# GOOD MORNING, DARKNESS - L.A. noir mystery



## kayakruthie (Jan 28, 2010)

Originally published by Mysterious Press, now on Kindle. An LA noir with as many twists and turns as Sunset Boulevard. Selected by Publisher's Weekly as "one of the ten best mysteries of the year" .

Good Morning, Darkness:

Everyone is in love with Laura: the Mexican fisherman who admires her through her kitchen window as he walks in the predawn darkness to the ocean; her boyfriend, Scott, a successful real estate agent who asks her to marry him and won't take no for an answer; the detective who instructs her in martial arts; and her lascivious boss.

Then one day Laura disappears. There is no evidence of foul play-she had quit her job and claimed to be visiting her sick mother on the East Coast. But while wandering the beach one night, the fisherman finds a woman's severed arm. When another one turns up shortly afterward, he believes they must be Laura's. LAPD Detective Sergeant Reggie Brooks is also wondering if Laura is alive or dead. Yet without a missing person's report or any evidence to suggest that the arms belonged to Laura, he cannot officially investigate.

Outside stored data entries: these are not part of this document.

PR #2892, opened 2020-10-05
Add Dockerfile for anaconda unit-tests

jkonecny12:
This will install all dependencies to run the tests and add simple script to run tests by default or anything in the Anaconda directory.

Thanks to replacing the dependency_solver.py here we should be able to drop the script completely.

TODO:
- [x] Change README file in tests folder to explain container workflow.

### DIFF
--- a/dockerfile/ci-tasks/Dockerfile
+++ b/dockerfile/ci-tasks/Dockerfile
@@ -1,0 +1,40 @@
+FROM fedora:rawhide
+LABEL maintainer=anaconda-list@redhat.com
+
+# Prepare environment and install build dependencies
+RUN dnf update -y && \
+  dnf install -y \
+  'dnf-command(copr)' \
+  curl \
+  /usr/bin/xargs \
+  rpm-build \
+  e2fsprogs \
+  git \
+  bzip2 \
+  cppcheck \
+  rpm-ostree \
+  pykickstart \
+  python3-pip \
+  python3-lxml \
+  policycoreutils \
+  python3-gobject-base \
+  python3-pip && \
+  dnf copr enable -y @rhinstaller/Anaconda && \
+  dnf copr enable -y @storage/blivet-daily && \
+  curl -L https://raw.githubusercontent.com/rhinstaller/anaconda/master/anaconda.spec.in | sed 's/@PACKAGE_VERSION@/0/; s/@PACKAGE_RELEASE@/0/; s/%{__python3}/python3/' > /tmp/anaconda.spec && \
+  rpmspec -q --buildrequires /tmp/anaconda.spec | xargs -d '\n' dnf install -y && \
+  rpmspec -q --requires /tmp/anaconda.spec | grep -v anaconda | xargs -d '\n' dnf install -y && \
+  dnf clean all
+
+RUN pip install \
+  pocketlint \
+  coverage \
+  pycodestyle \
+  dogtail \
+  nose-testconfig \
+  rpmfluff
+
+RUN mkdir /anaconda
+
+WORKDIR /anaconda
+CMD ./autogen.sh && ./configure && make && make ci
--- a/tests/README.rst
+++ b/tests/README.rst
@@ -46,6 +46,29 @@ In case the *ci* target fails there is also a *coverage-report* target
 which can be used to combine the multiple `.coverage` files into one and
 produce a human readable report.
 
+Run tests inside of container
+-----------------------------
+
+Right now only unit tests are supported by the container, not rpm-tests.
+Before being able to run the tests you have to build the container.
+To build the container run::
+
+    make container-build
+
+Then you are free to run the tests without dependency installation by
+running::
+
+    make container-ci
+
+This will run all the tests.
+
+Logs from the run are stored in the `tests` folder.
+
+Note:
+
+Please update your container from time to time to have newest dependencies.
+To do that just run the build again.
+
 Run tests inside Mock
 ---------------------
 
--- a/Makefile.am
+++ b/Makefile.am
@@ -81,6 +81,12 @@ CONTAINER_BUILD_NAME ?= anaconda/ci-tasks
 CONTAINER_BUILD_TAG ?= latest
 CONTAINER_BUILD_ARGS ?=
 
+# Default argument to execute tests in the container
+CONTAINER_TEST_NAME ?= anaconda/ci-tasks
+CONTAINER_TEST_TAG ?= latest
+CONTAINER_RUNNER_TEST_ARGS ?=--rm -v .:/anaconda:Z
+CONTAINER_TEST_ARGS ?=
+
 SKIP_BRANCHING_CHECK ?= "false"
 
 # If translations are present, run tests on the .po files before tarring them
@@ -216,6 +222,9 @@ ci:
 		rm $(srcdir)/tests/error_occured; \
 		exit $$status; \
 	fi
+
+container-ci:
+	podman run $(CONTAINER_RUNNER_TEST_ARGS) $(CONTAINER_TEST_NAME):$(CONTAINER_TEST_TAG) $(CONTAINER_TEST_ARGS)
 
 check-branching:
 # checking if branching can be finished and all the pieces are in place
--- a/Makefile.am
+++ b/Makefile.am
@@ -75,6 +75,12 @@ SRPM_BUILD_DIR = $(BUILD_RESULT_DIR)/00-srpm-build
 RPM_BUILD_DIR = $(BUILD_RESULT_DIR)/01-rpm-build
 TEST_INST_BUILD_DIR = $(BUILD_RESULT_DIR)/02-test-install
 
+# Default variables for container build call
+DOCKERFILE_PATH ?= $(srcdir)/dockerfile/ci-tasks
+CONTAINER_BUILD_NAME ?= anaconda/ci-tasks
+CONTAINER_BUILD_TAG ?= latest
+CONTAINER_BUILD_ARGS ?=
+
 SKIP_BRANCHING_CHECK ?= "false"
 
 # If translations are present, run tests on the .po files before tarring them
@@ -151,6 +157,9 @@ release:
 release-and-tag:
 	$(MAKE) dist
 	$(MAKE) tag
+
+container-build:
+	podman build $(CONTAINER_BUILD_ARGS) -t $(CONTAINER_BUILD_NAME):$(CONTAINER_BUILD_TAG) $(DOCKERFILE_PATH)
 
 bumpver: po-pull
 	@opts="-n $(PACKAGE_NAME) -v $(PACKAGE_VERSION) -r $(PACKAGE_RELEASE) -b $(PACKAGE_BUGREPORT)" ; \


poncovka (approved):
It looks great! Thanks!

dockerfile/Dockerfile
```diff
@@ -0,0 +1,48 @@
...
+  dnf copr enable -y @rhinstaller/Anaconda && \
+  dnf copr enable -y @storage/blivet-daily
+
+RUN curl -L https://raw.githubusercontent.com/rhinstaller/anaconda/master/anaconda.spec.in -o /tmp/anaconda.spec && \
+  sed -i 's/@PACKAGE_VERSION@/0/' /tmp/anaconda.spec && \
+  sed -i 's/@PACKAGE_RELEASE@/0/' /tmp/anaconda.spec && \
+  sed -i 's/%{__python3}/python3/' /tmp/anaconda.spec && \
+  dnf builddep -y /tmp/anaconda.spec && \
+  rpmspec -q --requires /tmp/anaconda.spec | grep -v anaconda | xargs -d '\n' dnf install -y && \
+  dnf clean all
```
martinpitt, line 21: This does not help, and is just counter-productive here. The next RUN step again calls dnf, so this wipes the cache for that, and doesn't clean up after. Please merge two dnf steps into one `RUN` layer, and run `dnf clean all` as the last step.

dockerfile/Dockerfile
```diff
@@ -0,0 +1,48 @@
...
+  pocketlint \
+  coverage \
+  pycodestyle \
+  dogtail \
+  nose-testconfig \
+  rpmfluff
+
+COPY entrypoint.sh /root/entrypoint.sh
+
+VOLUME /workplace
```
martinpitt, line 46: This isn't being used anywhere, and will just cause pointlessly piling up nameless volumes. Let's please drop this until we actually need it (I don't think we ever will).

dockerfile/entrypoint.sh
```diff
@@ -0,0 +1,9 @@
+#!/bin/bash
+
+cd /workplace
```
martinpitt, line 3: This doesn't have to be a separate volume, the whole operation here doesn't take *that* much space? (Certainly less than the 10 GiB that one gets by default).

dockerfile/Dockerfile
```diff
@@ -0,0 +1,48 @@
...
+
+ENTRYPOINT ["/root/entrypoint.sh"]
```
martinpitt, line 48: I'm a bit sceptical to hardcode this into `ENTRYPOINT`, as that's relatively inconvenient to override. How about making this a `CMD`?

dockerfile/entrypoint.sh
```diff
@@ -0,0 +1,9 @@
+#!/bin/bash
```
martinpitt, line 1: bikeshedding again -- how about naming that file `make-ci.sh`? We may have other scripts in the future that this container can run.

martinpitt (changes requested):
Thanks! This is a nice start!

jkonecny12:
**UPDATED:**
* Remove dnf-buiddep and use rpmspec twice instead. Avoid dragging in not needed dependencies.

dockerfile/entrypoint.sh
jkonecny12: It should be just a mount point for anaconda to enter. But yes, I guess I know where you are pointing.

dockerfile/Dockerfile
```diff
@@ -0,0 +1,48 @@
+FROM fedora:rawhide
```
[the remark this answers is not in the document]
jkonecny12: Not sure I understand you here. I will create a separate directory but why labels? They are just metadata (AFAIK) so I would add them when they are needed.

dockerfile/Dockerfile
```diff
@@ -0,0 +1,48 @@
...
+  /usr/bin/xargs \
+  rpm-build \
+  python3-pip && \
+  dnf copr enable -y @rhinstaller/Anaconda && \
+  dnf copr enable -y @storage/blivet-daily
+
+RUN curl -L https://raw.githubusercontent.com/rhinstaller/anaconda/master/anaconda.spec.in -o /tmp/anaconda.spec && \
+  sed -i 's/@PACKAGE_VERSION@/0/' /tmp/anaconda.spec && \
+  sed -i 's/@PACKAGE_RELEASE@/0/' /tmp/anaconda.spec && \
+  sed -i 's/%{__python3}/python3/' /tmp/anaconda.spec && \
```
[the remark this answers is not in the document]
jkonecny12: Done.

dockerfile/Dockerfile
jkonecny12: My bad, I missed that the next RUN is also dnf. Fixed.

dockerfile/Dockerfile
jkonecny12: I thought it's just telling container runtime that here you should expect the anaconda mounted from outside. I guess I missed something here.

jkonecny12:
**UPDATED:**
* Implemented points above.

dockerfile/Dockerfile
martinpitt: Yes, for each `VOLUME` that you declare, but don't have a `-v` for, docker/podman will create an "anonymous" volume (`podman volume ls`).

dockerfile/entrypoint.sh
martinpitt: Sure -- please do the `mkdir -p /workplace; cd /workplace`, that's fine -- it should just not be a "mandatory" mount point.

dockerfile/make-ready/Dockerfile
```diff
@@ -0,0 +1,38 @@
+FROM fedora:rawhide
```
martinpitt, line 1: In the future we probably want to turn this into a variable, but let's just start with `:rawhide` indeed.

martinpitt (changes requested):
Thanks for the updates! I would still like to drop the `VOLUME`, otherwise LGTM!

martinpitt (commented):
Oh, and can you please update the commit message to something like "Add unit test container" or something?

dockerfile/make-ready/Dockerfile
jkonecny12: You can have variables in the Dockefile?

jkonecny12:
> Thanks for the updates! I would still like to drop the `VOLUME`, otherwise LGTM!

It's dropped already, isn't it?

jkonecny12:
**UPDATED:**
* Renamed to ``ci-tasks``.

martinpitt (approved):
Thanks! And of course it said `WORKDIR`, not `VOLUME`, sorry for mis-reading :-)

dockerfile/ci-tasks/Dockerfile
```diff
@@ -0,0 +1,38 @@
...
+RUN pip install \
+  pocketlint \
+  coverage \
+  pycodestyle \
+  dogtail \
+  nose-testconfig \
+  rpmfluff
+
+WORKDIR /anaconda
+CMD ./autogen.sh && ./configure && make && make ci
```
martinpitt, line 38: Actually, I'm still not really happy about this. Just running that container will just fail, as /anaconda doesn't exist:
```
❱❱❱ podman run -it --rm anaconda/ci-tasks
Error: chdir: No such file or directory: OCI runtime command not found error
```

You would have to use `-v` to bind your local checkout into the container, which usually gives problems with SELinux, and it would also clutter your tree. So *if* using a bind mount, it should be a read-only (`:r`) one, and the container should copy the tree.

The GitHub pipeline would of course still use its own commands to do the checkout recipe etc. Thus what we do here should be optimized for human developers, not the machinery. One idea: If `/source` exists, copy it to /worktree and run tests there -- then you can safely run the container with `-v .:/source:ro` (→ make rule). And if /source does not exist, just clone current master?

Or, of course, if that's too much bikeshedding, let's just not specify a CMD for now, and optimize this later?

dockerfile/ci-tasks/Dockerfile
```diff
@@ -0,0 +1,38 @@
...
+  python3-pip \
+  python3-lxml \
+  policycoreutils \
+  python3-gobject-base \
+  python3-pip && \
+  dnf copr enable -y @rhinstaller/Anaconda && \
+  dnf copr enable -y @storage/blivet-daily && \
+  curl -L https://raw.githubusercontent.com/rhinstaller/anaconda/master/anaconda.spec.in | sed 's/@PACKAGE_VERSION@/0/; s/@PACKAGE_RELEASE@/0/; s/%{__python3}/python3/' > /tmp/anaconda.spec && \
+  rpmspec -q --buildrequires /tmp/anaconda.spec | xargs -d '\n' dnf install -y && \
+  rpmspec -q --requires /tmp/anaconda.spec | grep -v anaconda | xargs -d '\n' dnf install -y && \
```
poncovka, line 26: Does it have to be all part of one command?

poncovka (approved):

martinpitt (changes requested):
I tried `podman build -t anaconda/ci-tasks:latest .` on that, and it fails with

    Error unpacking rpm package iputils-20190515-8.fc33.x86_64
    error: unpacking of archive failed on file /usr/bin/arping;5f7b2384: cpio: cap_set_file
error: iputils-20190515-8.fc33.x86_64: install failed

This is essentially https://bugzilla.redhat.com/show_bug.cgi?id=1738233 again. Did that work for you @jkonecny12 ? Maybe that only happens with the podman/etc. versions on a Fedora 33 host. But it'll hopefully not be a problem with docker (we'll find out soon enough when we build this on dockerhub or a github pipeline), and with podman we can avoid this by actually allowing that capability:

    podman build --cap-add=CAP_SETFCAP -t anaconda/ci-tasks:latest .

(this should be part of the `Makefile` rule or whatever we use to locally build/run this).

After that, I can use the container with

    podman run -it --rm --workdir /tmp/ -v .:/source:ro anaconda/ci-tasks bash -i

(needs `--workdir` as /workdir doesn't exist) -- this is rather inconvenient. And inside,
```
cp -r /source/ /worktree
./autogen.sh && ./configure && make ci
```

This works fine :tada: 

Can you please add a `make build-ci-tasks` rule to do the build, and add to tests/README.rst how to build and use it? We'll need to extend it later to use `docker` or `podman` depending on what's available, but that's easy enough. Let's sort out the podman workflow first, for developers.

After that, let's land this, push a first container build to dockerhub (or the github container registry, doesn't matter much?), and change our workflow to use that container image.

dockerfile/ci-tasks/Dockerfile
martinpitt: Yes, due to the way [docker layers](https://dzone.com/articles/docker-layers-explained) work. Otherwise  the whole /var/cache/dnf/ would still be part of the container image, even though a later layer removes it. That'd be a waste of space and download time.

dockerfile/ci-tasks/Dockerfile
jkonecny12: You should use ``-v .:/anaconda:Z`` to solve the issue.

jkonecny12:
> I tried `podman build -t anaconda/ci-tasks:latest .` on that, and it fails with
> 
> ```
> Error unpacking rpm package iputils-20190515-8.fc33.x86_64
> error: unpacking of archive failed on file /usr/bin/arping;5f7b2384: cpio: cap_set_file error: iputils-20190515-8.fc33.x86_64: install failed
> ```
> 
> This is essentially https://bugzilla.redhat.com/show_bug.cgi?id=1738233 again. Did that work for you @jkonecny12 ? Maybe that only happens with the podman/etc. versions on a Fedora 33 host. But it'll hopefully not be a problem with docker (we'll find out soon enough when we build this on dockerhub or a github pipeline), and with podman we can avoid this by actually allowing that capability:

I don't have this problem at all on Fedora 32. Just running:

```
podman build -t anaconda:latest ./dockerfile/ci-tasks/
```

> 
> ```
> podman build --cap-add=CAP_SETFCAP -t anaconda/ci-tasks:latest .
> ```
> 
> (this should be part of the `Makefile` rule or whatever we use to locally build/run this).
> 
> After that, I can use the container with
> 
> ```
> podman run -it --rm --workdir /tmp/ -v .:/source:ro anaconda/ci-tasks bash -i
> ```
> 
> (needs `--workdir` as /workdir doesn't exist) -- this is rather inconvenient. And inside,
> 
> ```
> cp -r /source/ /worktree
> cd /worktree
> ./autogen.sh && ./configure && make ci
> ```
> 
> This works fine tada
> 
> Can you please add a `make build-ci-tasks` rule to do the build, and add to tests/README.rst how to build and use it? We'll need to extend it later to use `docker` or `podman` depending on what's available, but that's easy enough. Let's sort out the podman workflow first, for developers.

I'll add the make and README note. It would be great to also have the readme here but I think we don't have to create it here. Could be done later if needed.

> 
> After that, let's land this, push a first container build to dockerhub (or the github container registry, doesn't matter much?), and change our workflow to use that container image.

dockerfile/ci-tasks/Dockerfile
poncovka: I see. Thanks for the explanation!

dockerfile/ci-tasks/Dockerfile
martinpitt: Well yes, but that still clutters the tree on the host. That may be acceptable for a PoC, but it's easy enough to avoid?

jkonecny12:
**UPDATED:**
* Add new Makefile targets.

dockerfile/make-ready/Dockerfile
martinpitt: Yes, with [ARG](https://docs.docker.com/engine/reference/builder/#arg). A caveat is that they don't yet work in `FROM` on older docker versions (such as RHEL 7), but they work fine with podman.

martinpitt:
@jkonecny12 : This works great now, thanks! As I said, an r/w bind mount of the source dir is a bit weird, but (1) in the end that's your decision, (2) easy to change later on, and (3) not that important, so let's not block on this. There is a trivial merge conflict, so this needs rebasing. You added a README update todo item, do you want to do that in this PR still? Either way, good for me now. Dekuji!

jkonecny12:
**UPDATED:**
* Added README file note how to use container
  * We have a problem with running just a single test (will fix that in separate PR)

dockerfile/ci-tasks/Dockerfile
martinpitt: Let's do this in a follow-up, this involves some bike-shedding, and collecting some opinions what workflow is desired.

tests/README.rst
```diff
@@ -46,6 +46,29 @@ In case the *ci* target fails there is also a *coverage-report* target
 which can be used to combine the multiple `.coverage` files into one and
 produce a human readable report.
 
+Run tests inside of container
+-----------------------------
+
+Right now only unit tests are supported by the container not rpm-tests.
```
martinpitt, line 52:
```suggestion
Right now only unit tests are supported by the container, not rpm-tests.
```

tests/README.rst
```diff
@@ -46,6 +46,29 @@ In case the *ci* target fails there is also a *coverage-report* target
...
+    make container-build
+
+Then you are free to run the tests without dependency installation by
+running::
+
+    make container-ci
+
+This will run all the tests.
+
+Logs from the run are stored in the ``tests`` folder.
```
martinpitt, line 65:
```suggestion
Logs from the run are stored in the `tests` folder.
```

tests/README.rst
```diff
@@ -46,6 +46,29 @@ In case the *ci* target fails there is also a *coverage-report* target
...
+
+Note:
+
+Please update your container from time to time to have newest dependencies.
+To do that just run the build again.
```
martinpitt, line 70: We will actually fix that to refresh/autobuild the container on docker.io (or github registry) every week, so this note should soon go away :-)

martinpitt (approved):
Thanks! Two rather trivial typo fixes, otherwise LGTM!

tests/README.rst
jkonecny12: I would leave it there because it could be valuable to know that rebuild could solve your dependencies issues. And even if it is on dockerhub automatically updated you still have to do a pull.

jkonecny12:
**UPDATED:**
* Fixed issues found by @martinpitt . Thanks!

poncovka (approved):
It looks great! Thanks!

rvykydal (approved):
Looks good to me.

VladimirSlavik (approved):
Looks good to me. Thank you!

martinpitt:
This [packit crash](https://console-testing-farm.apps.ci.centos.org/pipeline/4d5782fc-1925-471e-a555-b70b5d42408f) is unrelated, and nothing here affects the RPM build.

M4rtinK (commented):

PR #3842, opened 2022-02-09
Remove the support for detection of unsupported hardware

poncovka:
The detection was implemented for RHEL 8 and immediately disabled. There is some
discussion going on about this functionality, but it is very unlikely that we
will be able to enable this code again in its current form.

The removed configuration options `can_detect_unsupported_hardware` and
`can_detect_support_removed` were never documented in the RHEL documentation.

Related: rhbh#1645686


data/profile.d/rhel.conf
```diff
@@ -9,11 +9,6 @@ profile_id = rhel
 os_id = rhel
 
 [Installation System]
-# The detection is disabled since #1645686.
-# can_detect_unsupported_hardware = True
-# can_detect_support_removed = True
-
-# Show a warning if SMT is enabled.
 can_detect_enabled_smt = True
```
VladimirSlavik, line 12: I think you want to keep the last comment line?

VladimirSlavik (approved):
Looks good to me. Thank you!

data/profile.d/rhel.conf
poncovka: I don't. But I can add it back if it bothers you.

jkonecny12 (approved):
Thanks for this Vendy and we have to try hard to avoid something like this in the future.

PR #3845, opened 2022-02-09
implement /var subvolume for Fedora Silverblue and Kinoite

cmurf:
This implements Fedora change https://fedoraproject.org/wiki/Changes/VarSubvol4SilverblueKinoite, and depends on https://github.com/rhinstaller/anaconda/pull/3830


data/profile.d/fedora-kinoite.conf
```diff
@@ -9,3 +9,11 @@ base_profile = fedora-kde
 # Match os-release values.
 os_id = fedora
 variant_id = kinoite
+
+[Storage]
+default_scheme = BTRFS
+btrfs_compression = zstd:1
+default_partitioning =
```
poncovka, line 16: You are redefining `default_partitioning` from `anaconda.conf`. It looks like this:

```
default_partitioning =
    /     (min 1 GiB, max 70 GiB)
    /home (min 500 MiB, free 50 GiB)
```

I guess you want to keep the previous settings, so `fedora-kinoite` and `fedora-silverblue` should probably define something like this:

```
default_partitioning =
    /     (min 1 GiB, max 70 GiB)
    /home (min 500 MiB, free 50 GiB)
    /var  (btrfs)
```

data/profile.d/fedora-kinoite.conf
```diff
@@ -9,3 +9,11 @@ base_profile = fedora-kde
...
+    /
+    /var (btrfs)
```
poncovka, line 18: You will have to update the `ProfileConfigurationTestCase.test_fedora_profiles` test and replace `WORKSTATION_PARTITIONING` with a new list of partitions.

poncovka (changes requested):
I will change the base to `f36-devel` to get the fix to F36 and F37. Please, rebase your PR.

data/profile.d/fedora-kinoite.conf
cmurf: Thinking of future usage: is it possible for `/` and `/home` to have no attribute, resulting in the min/max/free values being inherited from anaconda.conf? That way any updates to min/max/free values in anaconda.conf just past through, and we don't have derivatives ending up with stale settings?

VladimirSlavik:
Please rebase on f36-devel...

data/profile.d/fedora-kinoite.conf
poncovka: > Thinking of future usage: is it possible for `/` and `/home` to have no attribute, resulting in the min/max/free values being inherited from anaconda.conf?

We have no control over that. We just generate a list of configuration files and give this list to `configparser`. The inheritance is very primitive and we would like to keep it that way.

> That way any updates to min/max/free values in anaconda.conf just past through, and we don't have derivatives ending up with stale settings?

We use unit tests to check this kind of dependencies between profiles.

tests/unit_tests/pyanaconda_tests/core/test_profile.py
```diff
@@ -69,6 +69,36 @@
     ),
 ]
 
+WORKSTATIONPLUS_PARTITIONING = [
```
poncovka, line 72: You can do something like `WORKSTATION_PARTITIONING + [ ... ]` to make sure that `/` and `/home` are same.

VladimirSlavik:
Replaced by #3872.

PR #3863, opened 2022-02-11
Ignore deps-dev commits by dependabot

VladimirSlavik:
The deps-dev commits are for development-only dependencies and not relevant for users, so they should not be in the changelog.

----

Please advise:
- should this be `#infra` or not?
- should I put this on f36 branch too?


KKoukiou (approved):
Thanks, not sure how I can verify this one.

jkonecny12:
To answer your question we don't need this on F36 because the code is not there.

PR #3868, opened 2022-02-15
Backport hotfix for the npm issue to anaconda-ci container (#infra)

jkonecny12:
We don't need that because we don't build the Anaconda in the anaconda-ci container, however, blivet using our containers for their testing and they are doing that. So or so, this will also fix the `container-shell` Makefile target in the similar cases.

The original fix is done by aae34587bc246d31eff2b229f40b1ccc87adb9b5 .

Resolves https://github.com/storaged-project/blivet/pull/1020 .

### DIFF
--- a/dockerfile/anaconda-ci/Dockerfile
+++ b/dockerfile/anaconda-ci/Dockerfile
@@ -68,6 +68,8 @@ RUN set -ex; \
   cat /root/anaconda.spec.in | sed 's/@PACKAGE_VERSION@/0/; s/@PACKAGE_RELEASE@/0/; s/%{__python3}/python3/' > /tmp/anaconda.spec; \
   rpmspec -q --buildrequires /tmp/anaconda.spec | xargs -d '\n' dnf install -y; \
   rpmspec -q --requires /tmp/anaconda.spec | grep -v anaconda | xargs -d '\n' dnf install -y; \
+  # FIXME: Install older npm version - the version from the package manager leads to timeouts
+  npm install -g npm@8.1.0; \
   dnf clean all
 
 RUN pip install --no-cache-dir --upgrade pip; \


poncovka (approved):
Thanks!

KKoukiou (commented):
Are they aware that they can just build anaconda without webui? That's what they will need for now anyway, In that case that case we don't need to add npm that we don't need in this container.

jkonecny12:
They do not know that but the question is do we want to tell them to do this? If we want to have this in master than it give sense to me that they want to test against it to know that the new UI code won't break their tests in the future, don't we?

jkonecny12:
@vojtechtrefny the question is more on you, do you want to have the npm download in the tests? We don't plan to ship this in Fedora anytime soon. However, if you want I can create a PR on your workflow to disable that.

KKoukiou:
> They do not know that but the question is do we want to tell them to do this? If we want to have this in master than it give sense to me that they want to test against it to know that the new UI code won't break their tests in the future, don't we?

I don't see how the new webui code can break any external tests. It can't affected anything, until we enable the webui by default.

vojtechtrefny:
> @vojtechtrefny the question is more on you, do you want to have the npm download in the tests? We don't plan to ship this in Fedora anytime soon. However, if you want I can create a PR on your workflow to disable that.

I think we probably shouldn't complicate this a just keep it as close to the anaconda upstream as possible, if we introduce some exceptions now, we'll probably forget to remove them in the future. It doesn't really matter the web UI isn't in Fedora, if it's in Anaconda upstream repo we should just use that.

VladimirSlavik (approved):

jkonecny12:
@vojtechtrefny after the new container-ci is created the issue on your side should be resolved:
https://github.com/rhinstaller/anaconda/actions/runs/1848015761

Feel free to ping me if not.

vojtechtrefny:
> @vojtechtrefny after the new container-ci is created the issue on your side should be resolved: https://github.com/rhinstaller/anaconda/actions/runs/1848015761
> 
> Feel free to ping me if not.

The test passed on my new PR today, thank you for the fix.

PR #3871, opened 2022-02-16

rvykydal:
Resolves: rhbz#2000140

Support for inst.ks.device has never been implemented while the ksdevice

We will try to remove also support for this ksdevice functionality, so
it would make no sense to make inst.ks.device working at this point.


rvykydal:
/kickstart-test --testtype network-device-default-ksdevice-httpks

jkonecny12 (approved):
Thanks for the backport!

VladimirSlavik (approved):
Thank you!

rvykydal:
/kickstart-test --testtype network-device-default-ksdevice-httpks

poncovka (approved):
Thanks!

PR #3872, opened 2022-02-16
Port of cmurf PR for /var subvolume on Kinoite and Silverblue

VladimirSlavik:
Fixed and cleaned up #3845.

@cmurf please let me know if the config does specify sufficient size for the /var mount point. I saw you had 15 GB in your tests, which was not in the config.

### DIFF
--- a/data/profile.d/fedora-kinoite.conf
+++ b/data/profile.d/fedora-kinoite.conf
@@ -9,3 +9,9 @@ base_profile = fedora-kde
 # Match os-release values.
 os_id = fedora
 variant_id = kinoite
+
+[Storage]
+default_partitioning =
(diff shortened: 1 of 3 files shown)


VladimirSlavik:
The `f36-release` container is missing because of missing `pykickstart` support for f36, which is why that one test fails.

Conan-Kudo (approved):

jkonecny12 (approved):
Looks good to me!

VladimirSlavik:
@cmurf sorry for the delays. It seems we will be able to address this on Monday.

poncovka (approved):
Thanks!

VladimirSlavik:
I tested the same config on a regular server boot.iso. It worked as intended, another subvolume was created for /var.

PR #3873, opened 2022-02-16
PartSpec debugging improvements

VladimirSlavik:
These changes were required to debug #3872 - pytest printed only a cryptic diff with pointers, which was totally useless, as was printing the class, because that missed some of the data.

I think it's useful to have this, especially as configs/profiles will likely stay with us for some time.

The two commits are independent.


Conan-Kudo (approved):

M4rtinK (approved):
Looks good to me as well. :)

poncovka (approved):
Thanks!

PR #3880, opened 2022-02-21
webui: checkout last release instead of main for cockpit's test library

KKoukiou:
Main now already contains code that breaks our tests, let's adjust tests
when a new cockpit release is available.

** This fixes the failing webui tests on master.

Example test failure on master:
https://logs.cockpit-project.org/logs/pull-3807-20220221-151618-6df42d11-fedora-rawhide-boot/log.html


M4rtinK (approved):
Looks good to me.

jkonecny12 (approved):
Looks good to me. I just wonder how should we keep up with the versions? Isn't there something like latest for the non API breaking releases?

VladimirSlavik (approved):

Unofficially, however, Reggie Brooks can't stop thinking about what happened to the vanished, beautiful woman who took his martial arts classes and now haunts his dreams. Soon he is driving up and down the windswept, lonely coastal highway in search of answers. He risks his job and his marriage as his obsession deepens. And his passion will lead him to a dark, terrifying place of unthinkable acts, irrational behavior, and premeditated murder...


----------



## Betsy the Quilter (Oct 27, 2008)

Ruth--

Congratulations on getting your rights back! And thanks for the great pricing 

I know you know the deal, but we like to post a refresher in each book thread. So here it is!

We invite you to use your book cover as your avatar and have links to your book and website in your signature. Although self-promotion is limited to the Book Bazaar, most of our authors have found the best way to promote their books is to be as active throughout KindleBoards as time allows. This is your target audience--book lovers with Kindles!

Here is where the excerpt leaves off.